| Work to be completed |
Among the entries below, find the lines with "reporting" and copy them.

(Collected data entries)
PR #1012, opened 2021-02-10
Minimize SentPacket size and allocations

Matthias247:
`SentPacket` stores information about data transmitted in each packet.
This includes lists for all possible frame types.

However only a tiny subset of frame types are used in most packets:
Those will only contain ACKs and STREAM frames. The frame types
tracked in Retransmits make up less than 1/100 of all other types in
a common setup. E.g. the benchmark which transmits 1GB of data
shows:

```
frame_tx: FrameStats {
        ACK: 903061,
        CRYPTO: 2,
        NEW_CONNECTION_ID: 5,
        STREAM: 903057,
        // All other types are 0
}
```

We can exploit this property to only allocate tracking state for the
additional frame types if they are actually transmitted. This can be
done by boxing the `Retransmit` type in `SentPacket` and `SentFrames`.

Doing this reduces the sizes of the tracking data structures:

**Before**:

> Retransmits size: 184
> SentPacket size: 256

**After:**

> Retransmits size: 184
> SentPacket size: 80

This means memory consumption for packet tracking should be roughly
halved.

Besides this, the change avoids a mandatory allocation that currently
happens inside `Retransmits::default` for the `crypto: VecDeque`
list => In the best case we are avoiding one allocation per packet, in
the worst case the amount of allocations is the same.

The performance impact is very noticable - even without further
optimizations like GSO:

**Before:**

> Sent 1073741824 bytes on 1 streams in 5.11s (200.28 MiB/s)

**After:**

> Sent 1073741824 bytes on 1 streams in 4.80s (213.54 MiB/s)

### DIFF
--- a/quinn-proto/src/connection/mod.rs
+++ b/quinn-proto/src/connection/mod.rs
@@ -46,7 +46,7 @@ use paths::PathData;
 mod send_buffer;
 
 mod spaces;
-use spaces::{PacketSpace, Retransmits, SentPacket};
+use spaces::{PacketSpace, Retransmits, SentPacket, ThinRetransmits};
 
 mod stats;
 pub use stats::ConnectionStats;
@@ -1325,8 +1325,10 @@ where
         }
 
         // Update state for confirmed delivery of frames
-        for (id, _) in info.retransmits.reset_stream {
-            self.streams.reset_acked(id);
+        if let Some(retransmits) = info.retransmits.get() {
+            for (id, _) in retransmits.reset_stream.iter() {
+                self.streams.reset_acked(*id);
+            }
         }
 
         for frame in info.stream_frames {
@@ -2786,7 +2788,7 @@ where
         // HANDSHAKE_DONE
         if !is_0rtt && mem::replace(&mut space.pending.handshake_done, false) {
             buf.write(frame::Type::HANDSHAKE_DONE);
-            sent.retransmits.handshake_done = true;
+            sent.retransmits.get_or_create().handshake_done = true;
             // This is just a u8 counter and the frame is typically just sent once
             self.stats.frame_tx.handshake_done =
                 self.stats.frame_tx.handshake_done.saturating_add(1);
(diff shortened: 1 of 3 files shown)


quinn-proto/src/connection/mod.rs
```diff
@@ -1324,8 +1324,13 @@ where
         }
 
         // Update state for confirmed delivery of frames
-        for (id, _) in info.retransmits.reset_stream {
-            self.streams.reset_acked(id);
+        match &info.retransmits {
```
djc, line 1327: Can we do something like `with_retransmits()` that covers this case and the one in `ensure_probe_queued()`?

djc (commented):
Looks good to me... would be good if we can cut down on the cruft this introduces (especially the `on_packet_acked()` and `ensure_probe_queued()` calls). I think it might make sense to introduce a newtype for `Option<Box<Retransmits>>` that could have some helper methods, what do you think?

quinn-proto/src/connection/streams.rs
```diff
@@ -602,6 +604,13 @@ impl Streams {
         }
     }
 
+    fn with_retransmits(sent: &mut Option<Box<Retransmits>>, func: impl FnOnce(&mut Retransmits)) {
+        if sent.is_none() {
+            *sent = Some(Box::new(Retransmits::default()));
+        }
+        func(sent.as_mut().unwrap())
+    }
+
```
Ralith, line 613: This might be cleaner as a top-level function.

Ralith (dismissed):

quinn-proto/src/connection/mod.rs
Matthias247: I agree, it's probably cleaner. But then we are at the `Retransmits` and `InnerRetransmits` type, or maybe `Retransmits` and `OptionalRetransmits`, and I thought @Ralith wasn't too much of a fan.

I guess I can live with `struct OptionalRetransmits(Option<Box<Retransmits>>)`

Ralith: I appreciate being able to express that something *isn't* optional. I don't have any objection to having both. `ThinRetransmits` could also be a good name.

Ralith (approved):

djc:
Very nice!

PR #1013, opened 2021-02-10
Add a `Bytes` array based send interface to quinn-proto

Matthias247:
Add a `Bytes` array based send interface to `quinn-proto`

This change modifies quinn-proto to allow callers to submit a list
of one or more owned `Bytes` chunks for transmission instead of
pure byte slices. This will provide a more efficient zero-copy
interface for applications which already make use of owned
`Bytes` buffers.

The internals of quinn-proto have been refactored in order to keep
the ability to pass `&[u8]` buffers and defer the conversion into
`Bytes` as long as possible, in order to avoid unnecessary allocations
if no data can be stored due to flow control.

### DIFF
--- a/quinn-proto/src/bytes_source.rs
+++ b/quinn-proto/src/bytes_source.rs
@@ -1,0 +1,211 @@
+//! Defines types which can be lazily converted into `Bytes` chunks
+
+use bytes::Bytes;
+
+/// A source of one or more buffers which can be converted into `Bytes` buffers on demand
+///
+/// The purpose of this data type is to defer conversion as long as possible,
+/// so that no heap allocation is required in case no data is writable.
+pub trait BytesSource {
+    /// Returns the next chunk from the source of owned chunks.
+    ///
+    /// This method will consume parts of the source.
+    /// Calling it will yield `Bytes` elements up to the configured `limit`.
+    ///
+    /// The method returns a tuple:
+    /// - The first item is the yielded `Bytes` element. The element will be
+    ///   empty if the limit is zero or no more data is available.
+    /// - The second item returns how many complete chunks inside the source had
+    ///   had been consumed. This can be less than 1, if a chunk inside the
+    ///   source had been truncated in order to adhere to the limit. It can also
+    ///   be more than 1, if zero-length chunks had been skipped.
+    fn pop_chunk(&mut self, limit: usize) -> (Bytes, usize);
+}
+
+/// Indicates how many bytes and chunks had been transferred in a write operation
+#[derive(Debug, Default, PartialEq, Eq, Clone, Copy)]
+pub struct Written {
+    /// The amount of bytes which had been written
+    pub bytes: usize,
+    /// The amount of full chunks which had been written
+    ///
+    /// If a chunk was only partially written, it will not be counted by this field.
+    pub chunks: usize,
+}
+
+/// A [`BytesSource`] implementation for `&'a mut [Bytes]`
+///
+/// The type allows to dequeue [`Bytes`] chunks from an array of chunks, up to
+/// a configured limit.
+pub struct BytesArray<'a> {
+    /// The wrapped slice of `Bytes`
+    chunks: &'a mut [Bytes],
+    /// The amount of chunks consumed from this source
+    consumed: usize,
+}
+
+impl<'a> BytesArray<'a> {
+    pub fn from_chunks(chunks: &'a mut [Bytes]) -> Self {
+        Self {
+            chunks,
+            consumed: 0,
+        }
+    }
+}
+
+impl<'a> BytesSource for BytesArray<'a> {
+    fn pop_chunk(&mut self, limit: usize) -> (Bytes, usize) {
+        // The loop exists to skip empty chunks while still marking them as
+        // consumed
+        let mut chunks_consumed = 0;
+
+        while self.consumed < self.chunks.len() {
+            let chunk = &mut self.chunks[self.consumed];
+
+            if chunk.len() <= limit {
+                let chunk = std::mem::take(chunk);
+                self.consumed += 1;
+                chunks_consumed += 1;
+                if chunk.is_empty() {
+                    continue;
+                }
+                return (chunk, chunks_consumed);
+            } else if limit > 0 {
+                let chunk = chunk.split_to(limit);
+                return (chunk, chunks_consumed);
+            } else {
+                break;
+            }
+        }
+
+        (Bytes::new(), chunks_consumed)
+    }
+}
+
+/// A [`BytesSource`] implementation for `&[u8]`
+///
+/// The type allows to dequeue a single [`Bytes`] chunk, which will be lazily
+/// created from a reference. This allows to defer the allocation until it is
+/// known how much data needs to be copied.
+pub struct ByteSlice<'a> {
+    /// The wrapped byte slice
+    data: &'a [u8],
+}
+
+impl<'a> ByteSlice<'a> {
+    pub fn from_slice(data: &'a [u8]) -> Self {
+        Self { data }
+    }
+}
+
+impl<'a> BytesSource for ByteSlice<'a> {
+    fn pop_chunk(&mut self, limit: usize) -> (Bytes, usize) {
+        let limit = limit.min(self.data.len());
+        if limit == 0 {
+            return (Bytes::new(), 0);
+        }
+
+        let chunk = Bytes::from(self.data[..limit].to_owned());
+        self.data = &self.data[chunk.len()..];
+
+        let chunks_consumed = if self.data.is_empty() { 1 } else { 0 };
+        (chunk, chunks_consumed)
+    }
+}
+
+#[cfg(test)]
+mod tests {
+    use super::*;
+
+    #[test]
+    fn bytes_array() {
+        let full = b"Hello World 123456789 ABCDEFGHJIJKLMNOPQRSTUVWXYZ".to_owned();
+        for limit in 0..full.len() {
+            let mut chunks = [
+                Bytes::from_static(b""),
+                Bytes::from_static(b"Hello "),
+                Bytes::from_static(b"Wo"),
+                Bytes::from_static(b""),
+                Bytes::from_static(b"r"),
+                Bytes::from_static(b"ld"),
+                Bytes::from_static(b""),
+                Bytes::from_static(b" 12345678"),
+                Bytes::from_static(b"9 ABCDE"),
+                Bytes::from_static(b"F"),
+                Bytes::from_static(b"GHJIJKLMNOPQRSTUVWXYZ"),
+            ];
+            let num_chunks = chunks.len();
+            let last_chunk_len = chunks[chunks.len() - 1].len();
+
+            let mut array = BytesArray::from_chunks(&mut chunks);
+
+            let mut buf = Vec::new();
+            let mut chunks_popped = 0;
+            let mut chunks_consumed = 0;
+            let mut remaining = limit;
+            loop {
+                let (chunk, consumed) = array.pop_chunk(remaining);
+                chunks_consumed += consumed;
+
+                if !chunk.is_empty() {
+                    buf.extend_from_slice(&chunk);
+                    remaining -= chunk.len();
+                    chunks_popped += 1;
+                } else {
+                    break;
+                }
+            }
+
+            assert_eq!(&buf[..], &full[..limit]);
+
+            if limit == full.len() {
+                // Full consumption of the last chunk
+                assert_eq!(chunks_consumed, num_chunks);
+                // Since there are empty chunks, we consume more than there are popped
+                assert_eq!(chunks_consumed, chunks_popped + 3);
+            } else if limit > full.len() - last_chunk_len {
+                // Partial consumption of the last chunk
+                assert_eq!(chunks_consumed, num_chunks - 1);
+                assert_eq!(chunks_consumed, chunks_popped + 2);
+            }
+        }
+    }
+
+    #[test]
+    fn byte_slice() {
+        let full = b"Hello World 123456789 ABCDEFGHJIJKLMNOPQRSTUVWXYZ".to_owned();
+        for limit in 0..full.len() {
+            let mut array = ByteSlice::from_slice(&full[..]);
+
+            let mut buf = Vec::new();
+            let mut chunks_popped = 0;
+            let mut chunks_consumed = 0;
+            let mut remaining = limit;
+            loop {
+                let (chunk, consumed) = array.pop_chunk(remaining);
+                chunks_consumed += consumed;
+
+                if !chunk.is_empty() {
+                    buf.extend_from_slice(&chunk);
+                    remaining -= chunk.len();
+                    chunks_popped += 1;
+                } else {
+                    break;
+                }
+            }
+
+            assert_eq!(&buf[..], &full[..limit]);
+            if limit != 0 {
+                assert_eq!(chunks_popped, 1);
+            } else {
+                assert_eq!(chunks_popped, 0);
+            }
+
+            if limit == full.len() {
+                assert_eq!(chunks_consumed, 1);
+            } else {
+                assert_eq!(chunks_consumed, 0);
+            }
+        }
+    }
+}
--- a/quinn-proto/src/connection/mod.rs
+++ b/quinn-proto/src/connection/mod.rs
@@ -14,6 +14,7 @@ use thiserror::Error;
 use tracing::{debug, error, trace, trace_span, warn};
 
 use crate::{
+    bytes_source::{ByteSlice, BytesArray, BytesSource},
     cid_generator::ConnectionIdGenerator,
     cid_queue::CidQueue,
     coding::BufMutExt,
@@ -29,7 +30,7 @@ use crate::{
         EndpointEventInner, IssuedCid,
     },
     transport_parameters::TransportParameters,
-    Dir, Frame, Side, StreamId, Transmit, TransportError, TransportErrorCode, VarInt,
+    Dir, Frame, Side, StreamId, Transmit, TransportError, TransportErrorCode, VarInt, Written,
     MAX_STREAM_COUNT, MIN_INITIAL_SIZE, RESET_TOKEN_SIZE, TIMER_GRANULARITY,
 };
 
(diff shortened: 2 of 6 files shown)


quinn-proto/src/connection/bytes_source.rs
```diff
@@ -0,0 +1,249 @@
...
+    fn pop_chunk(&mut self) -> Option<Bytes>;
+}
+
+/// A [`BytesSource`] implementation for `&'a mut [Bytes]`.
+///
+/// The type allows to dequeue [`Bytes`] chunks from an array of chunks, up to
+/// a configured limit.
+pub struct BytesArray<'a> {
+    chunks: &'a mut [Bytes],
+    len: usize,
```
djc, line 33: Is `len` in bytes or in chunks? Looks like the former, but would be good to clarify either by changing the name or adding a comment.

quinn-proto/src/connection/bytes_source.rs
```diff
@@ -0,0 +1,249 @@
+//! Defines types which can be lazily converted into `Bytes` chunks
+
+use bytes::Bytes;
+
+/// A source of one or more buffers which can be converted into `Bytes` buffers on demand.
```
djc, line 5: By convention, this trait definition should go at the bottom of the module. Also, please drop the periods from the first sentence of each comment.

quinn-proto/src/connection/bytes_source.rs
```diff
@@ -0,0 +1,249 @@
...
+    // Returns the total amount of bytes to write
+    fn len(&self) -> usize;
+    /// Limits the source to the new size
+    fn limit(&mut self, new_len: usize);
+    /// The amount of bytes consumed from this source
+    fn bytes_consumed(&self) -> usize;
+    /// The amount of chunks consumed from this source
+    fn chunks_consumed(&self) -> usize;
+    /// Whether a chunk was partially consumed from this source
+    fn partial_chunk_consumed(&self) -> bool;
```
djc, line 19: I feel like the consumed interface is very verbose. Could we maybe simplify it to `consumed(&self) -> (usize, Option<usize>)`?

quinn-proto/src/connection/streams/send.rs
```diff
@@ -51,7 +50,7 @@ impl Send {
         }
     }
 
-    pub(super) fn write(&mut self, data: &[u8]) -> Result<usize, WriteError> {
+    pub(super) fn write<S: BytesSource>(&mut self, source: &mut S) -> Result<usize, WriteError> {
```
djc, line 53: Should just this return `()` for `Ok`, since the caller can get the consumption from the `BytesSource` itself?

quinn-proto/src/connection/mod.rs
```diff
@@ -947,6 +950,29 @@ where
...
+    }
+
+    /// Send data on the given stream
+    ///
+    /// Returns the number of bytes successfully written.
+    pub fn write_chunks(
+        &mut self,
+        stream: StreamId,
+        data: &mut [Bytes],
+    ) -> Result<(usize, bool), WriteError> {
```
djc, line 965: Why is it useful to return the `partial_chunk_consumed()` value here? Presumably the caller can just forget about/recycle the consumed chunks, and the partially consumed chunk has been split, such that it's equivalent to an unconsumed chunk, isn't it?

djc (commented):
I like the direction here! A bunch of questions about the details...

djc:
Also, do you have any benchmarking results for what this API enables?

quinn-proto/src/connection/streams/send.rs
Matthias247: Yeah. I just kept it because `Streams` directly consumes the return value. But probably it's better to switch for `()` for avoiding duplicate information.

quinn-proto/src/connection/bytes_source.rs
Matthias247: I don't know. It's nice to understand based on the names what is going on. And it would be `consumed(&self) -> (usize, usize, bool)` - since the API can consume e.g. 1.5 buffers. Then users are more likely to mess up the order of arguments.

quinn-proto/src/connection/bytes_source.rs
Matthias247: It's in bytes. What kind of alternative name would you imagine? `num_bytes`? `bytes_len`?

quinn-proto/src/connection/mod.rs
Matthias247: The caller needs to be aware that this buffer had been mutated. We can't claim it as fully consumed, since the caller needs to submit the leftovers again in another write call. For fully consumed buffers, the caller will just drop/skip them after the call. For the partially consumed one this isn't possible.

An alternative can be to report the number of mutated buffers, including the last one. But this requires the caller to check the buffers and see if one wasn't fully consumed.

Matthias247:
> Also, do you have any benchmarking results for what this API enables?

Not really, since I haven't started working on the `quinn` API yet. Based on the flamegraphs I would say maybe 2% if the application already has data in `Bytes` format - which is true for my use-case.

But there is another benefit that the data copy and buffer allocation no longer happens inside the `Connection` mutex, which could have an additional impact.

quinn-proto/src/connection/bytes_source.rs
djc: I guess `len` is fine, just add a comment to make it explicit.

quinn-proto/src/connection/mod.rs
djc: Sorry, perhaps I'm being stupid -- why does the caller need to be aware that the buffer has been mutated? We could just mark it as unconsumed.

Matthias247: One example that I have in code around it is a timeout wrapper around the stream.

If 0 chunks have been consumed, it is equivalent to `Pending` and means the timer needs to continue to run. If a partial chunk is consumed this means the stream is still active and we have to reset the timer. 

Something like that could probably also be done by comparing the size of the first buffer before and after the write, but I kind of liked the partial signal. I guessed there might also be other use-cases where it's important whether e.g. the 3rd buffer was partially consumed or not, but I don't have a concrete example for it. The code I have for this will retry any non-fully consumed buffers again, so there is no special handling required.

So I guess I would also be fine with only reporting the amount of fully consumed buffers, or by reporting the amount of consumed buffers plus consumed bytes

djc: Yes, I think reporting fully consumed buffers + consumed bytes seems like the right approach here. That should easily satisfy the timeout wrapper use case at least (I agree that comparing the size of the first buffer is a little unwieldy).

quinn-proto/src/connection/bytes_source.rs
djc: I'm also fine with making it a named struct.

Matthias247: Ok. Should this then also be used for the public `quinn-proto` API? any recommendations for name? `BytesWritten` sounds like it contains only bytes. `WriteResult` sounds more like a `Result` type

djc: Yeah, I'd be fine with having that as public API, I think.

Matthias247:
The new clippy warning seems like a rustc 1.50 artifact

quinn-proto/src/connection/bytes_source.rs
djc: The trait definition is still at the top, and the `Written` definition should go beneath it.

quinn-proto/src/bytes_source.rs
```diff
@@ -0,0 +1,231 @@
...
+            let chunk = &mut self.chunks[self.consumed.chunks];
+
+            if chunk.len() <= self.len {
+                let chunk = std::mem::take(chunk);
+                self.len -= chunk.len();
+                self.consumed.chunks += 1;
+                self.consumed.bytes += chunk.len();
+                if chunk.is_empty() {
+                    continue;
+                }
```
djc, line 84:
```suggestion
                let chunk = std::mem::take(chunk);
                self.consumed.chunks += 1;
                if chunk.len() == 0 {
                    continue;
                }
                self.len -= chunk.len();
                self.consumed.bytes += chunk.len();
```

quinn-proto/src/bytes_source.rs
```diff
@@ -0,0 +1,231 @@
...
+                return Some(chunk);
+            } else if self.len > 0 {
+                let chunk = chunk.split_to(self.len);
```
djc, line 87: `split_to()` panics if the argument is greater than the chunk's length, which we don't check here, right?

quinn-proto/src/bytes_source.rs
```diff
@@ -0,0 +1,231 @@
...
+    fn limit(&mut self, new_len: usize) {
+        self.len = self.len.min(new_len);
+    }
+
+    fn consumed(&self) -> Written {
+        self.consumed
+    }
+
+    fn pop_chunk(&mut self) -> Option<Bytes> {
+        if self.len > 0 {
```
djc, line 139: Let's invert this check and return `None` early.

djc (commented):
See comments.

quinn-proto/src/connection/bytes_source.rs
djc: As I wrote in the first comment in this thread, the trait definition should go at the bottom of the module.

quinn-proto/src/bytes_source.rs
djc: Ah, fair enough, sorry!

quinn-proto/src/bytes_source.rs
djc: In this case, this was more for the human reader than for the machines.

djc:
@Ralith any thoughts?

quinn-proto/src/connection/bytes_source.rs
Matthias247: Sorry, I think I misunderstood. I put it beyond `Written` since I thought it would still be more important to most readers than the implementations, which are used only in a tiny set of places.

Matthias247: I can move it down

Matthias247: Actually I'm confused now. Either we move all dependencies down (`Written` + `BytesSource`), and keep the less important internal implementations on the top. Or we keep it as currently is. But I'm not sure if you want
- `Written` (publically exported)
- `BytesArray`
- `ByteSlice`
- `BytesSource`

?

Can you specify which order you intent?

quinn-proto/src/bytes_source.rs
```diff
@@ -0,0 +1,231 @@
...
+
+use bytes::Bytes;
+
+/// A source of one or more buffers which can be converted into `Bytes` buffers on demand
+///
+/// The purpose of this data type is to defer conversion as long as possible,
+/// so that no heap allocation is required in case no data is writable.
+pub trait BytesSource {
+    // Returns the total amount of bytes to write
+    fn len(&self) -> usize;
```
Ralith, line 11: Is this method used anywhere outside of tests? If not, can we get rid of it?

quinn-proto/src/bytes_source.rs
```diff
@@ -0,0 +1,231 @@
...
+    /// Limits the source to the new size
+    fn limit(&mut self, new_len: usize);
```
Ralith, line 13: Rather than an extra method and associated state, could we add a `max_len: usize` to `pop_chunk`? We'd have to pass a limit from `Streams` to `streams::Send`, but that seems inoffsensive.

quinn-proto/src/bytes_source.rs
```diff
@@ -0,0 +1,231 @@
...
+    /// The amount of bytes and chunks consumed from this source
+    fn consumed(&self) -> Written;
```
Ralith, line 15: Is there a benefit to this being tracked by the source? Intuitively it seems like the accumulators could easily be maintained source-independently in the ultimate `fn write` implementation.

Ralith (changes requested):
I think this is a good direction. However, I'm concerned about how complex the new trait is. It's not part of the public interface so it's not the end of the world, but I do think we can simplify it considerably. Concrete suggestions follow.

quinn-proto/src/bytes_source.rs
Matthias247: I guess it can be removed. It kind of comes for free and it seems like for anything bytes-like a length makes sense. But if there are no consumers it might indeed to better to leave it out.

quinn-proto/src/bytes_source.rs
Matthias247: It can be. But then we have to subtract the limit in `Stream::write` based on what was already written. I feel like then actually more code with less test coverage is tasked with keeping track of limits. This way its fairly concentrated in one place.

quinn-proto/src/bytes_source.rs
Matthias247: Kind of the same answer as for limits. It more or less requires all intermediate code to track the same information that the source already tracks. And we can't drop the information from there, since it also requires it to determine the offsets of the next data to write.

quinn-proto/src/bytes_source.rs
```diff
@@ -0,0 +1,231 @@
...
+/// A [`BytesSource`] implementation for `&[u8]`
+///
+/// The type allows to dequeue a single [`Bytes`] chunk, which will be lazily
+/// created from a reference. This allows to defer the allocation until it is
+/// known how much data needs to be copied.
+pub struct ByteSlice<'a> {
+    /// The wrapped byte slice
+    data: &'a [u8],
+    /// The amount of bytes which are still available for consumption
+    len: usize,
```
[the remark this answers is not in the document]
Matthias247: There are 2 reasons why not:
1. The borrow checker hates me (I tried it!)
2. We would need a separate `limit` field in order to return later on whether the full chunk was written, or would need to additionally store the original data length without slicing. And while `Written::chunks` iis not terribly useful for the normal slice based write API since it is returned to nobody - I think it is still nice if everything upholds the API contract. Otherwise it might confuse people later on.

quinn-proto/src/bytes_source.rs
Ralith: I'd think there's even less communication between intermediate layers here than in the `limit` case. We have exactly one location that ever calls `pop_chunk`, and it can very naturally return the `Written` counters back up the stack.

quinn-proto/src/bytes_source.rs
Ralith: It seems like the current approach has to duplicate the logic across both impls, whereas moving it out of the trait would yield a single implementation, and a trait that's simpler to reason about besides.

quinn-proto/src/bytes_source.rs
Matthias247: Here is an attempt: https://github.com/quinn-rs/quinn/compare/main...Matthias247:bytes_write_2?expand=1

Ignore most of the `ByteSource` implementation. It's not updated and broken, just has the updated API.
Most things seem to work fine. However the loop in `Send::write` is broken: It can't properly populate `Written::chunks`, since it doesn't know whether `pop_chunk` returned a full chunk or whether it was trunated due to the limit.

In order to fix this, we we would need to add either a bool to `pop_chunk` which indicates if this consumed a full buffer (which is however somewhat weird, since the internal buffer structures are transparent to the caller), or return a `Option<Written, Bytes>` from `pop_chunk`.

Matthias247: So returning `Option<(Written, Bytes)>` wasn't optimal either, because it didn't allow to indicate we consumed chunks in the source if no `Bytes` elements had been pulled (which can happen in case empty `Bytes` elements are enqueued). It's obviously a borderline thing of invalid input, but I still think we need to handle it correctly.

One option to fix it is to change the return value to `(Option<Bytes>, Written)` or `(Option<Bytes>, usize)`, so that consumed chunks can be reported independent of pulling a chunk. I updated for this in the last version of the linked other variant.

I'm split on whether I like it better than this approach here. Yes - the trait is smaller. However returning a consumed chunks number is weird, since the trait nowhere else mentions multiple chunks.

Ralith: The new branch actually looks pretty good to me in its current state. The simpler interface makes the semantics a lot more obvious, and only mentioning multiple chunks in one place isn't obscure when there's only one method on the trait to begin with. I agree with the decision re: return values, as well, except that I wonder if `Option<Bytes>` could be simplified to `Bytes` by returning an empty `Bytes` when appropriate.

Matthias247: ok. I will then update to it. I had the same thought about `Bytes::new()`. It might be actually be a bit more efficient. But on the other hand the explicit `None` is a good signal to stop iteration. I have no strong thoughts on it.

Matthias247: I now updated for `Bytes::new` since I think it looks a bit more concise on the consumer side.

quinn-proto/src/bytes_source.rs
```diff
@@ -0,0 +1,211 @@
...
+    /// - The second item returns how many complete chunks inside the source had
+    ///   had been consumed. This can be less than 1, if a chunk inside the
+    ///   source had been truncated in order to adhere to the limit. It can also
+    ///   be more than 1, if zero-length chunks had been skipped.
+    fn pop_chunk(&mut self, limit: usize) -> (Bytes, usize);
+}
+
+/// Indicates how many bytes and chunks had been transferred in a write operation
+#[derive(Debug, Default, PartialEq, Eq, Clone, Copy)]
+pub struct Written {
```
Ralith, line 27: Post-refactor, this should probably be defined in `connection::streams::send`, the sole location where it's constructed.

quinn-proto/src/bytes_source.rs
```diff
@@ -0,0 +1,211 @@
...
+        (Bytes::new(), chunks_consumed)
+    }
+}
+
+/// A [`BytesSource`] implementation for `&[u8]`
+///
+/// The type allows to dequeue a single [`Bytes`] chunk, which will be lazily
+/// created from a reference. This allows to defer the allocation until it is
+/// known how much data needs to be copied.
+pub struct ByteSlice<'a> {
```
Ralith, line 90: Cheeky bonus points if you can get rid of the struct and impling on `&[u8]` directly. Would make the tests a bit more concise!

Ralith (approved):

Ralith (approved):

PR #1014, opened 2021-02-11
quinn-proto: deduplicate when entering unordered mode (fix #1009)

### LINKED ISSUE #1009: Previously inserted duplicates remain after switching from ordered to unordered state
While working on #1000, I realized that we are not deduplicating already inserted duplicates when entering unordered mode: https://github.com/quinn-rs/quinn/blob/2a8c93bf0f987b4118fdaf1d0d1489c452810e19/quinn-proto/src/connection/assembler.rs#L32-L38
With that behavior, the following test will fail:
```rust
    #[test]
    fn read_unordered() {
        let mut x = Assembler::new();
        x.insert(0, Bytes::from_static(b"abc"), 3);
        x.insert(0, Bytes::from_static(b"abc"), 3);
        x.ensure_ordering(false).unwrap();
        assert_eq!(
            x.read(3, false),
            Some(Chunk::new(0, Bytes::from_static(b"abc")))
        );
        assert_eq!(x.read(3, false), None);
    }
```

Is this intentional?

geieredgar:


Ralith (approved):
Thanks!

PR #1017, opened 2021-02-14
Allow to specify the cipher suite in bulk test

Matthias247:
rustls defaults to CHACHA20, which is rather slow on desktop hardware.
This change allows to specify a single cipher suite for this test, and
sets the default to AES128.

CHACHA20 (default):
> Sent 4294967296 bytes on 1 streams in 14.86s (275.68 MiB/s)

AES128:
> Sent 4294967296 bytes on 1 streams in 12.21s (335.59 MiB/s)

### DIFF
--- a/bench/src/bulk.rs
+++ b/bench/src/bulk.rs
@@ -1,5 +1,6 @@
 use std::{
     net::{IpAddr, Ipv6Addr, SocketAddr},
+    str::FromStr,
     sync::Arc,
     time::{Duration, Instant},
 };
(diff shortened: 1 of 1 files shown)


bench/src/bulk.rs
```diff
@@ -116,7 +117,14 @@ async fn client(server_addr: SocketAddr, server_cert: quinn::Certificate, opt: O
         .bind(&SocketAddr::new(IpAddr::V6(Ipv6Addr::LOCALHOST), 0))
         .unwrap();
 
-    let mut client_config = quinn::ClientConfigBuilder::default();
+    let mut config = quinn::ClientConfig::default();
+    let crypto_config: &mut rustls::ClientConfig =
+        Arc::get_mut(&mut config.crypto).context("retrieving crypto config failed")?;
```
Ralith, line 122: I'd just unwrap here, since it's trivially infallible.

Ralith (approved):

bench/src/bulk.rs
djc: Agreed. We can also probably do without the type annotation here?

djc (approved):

| Response to the task |
So I guess I would also be fine with only reporting the amount of fully consumed buffers, or by reporting the amount of consumed buffers plus consumed bytes
djc: Yes, I think reporting fully consumed buffers + consumed bytes seems like the right approach here. That should easily satisfy the timeout wrapper use case at least (I agree that comparing the size of the first buffer is a little unwieldy).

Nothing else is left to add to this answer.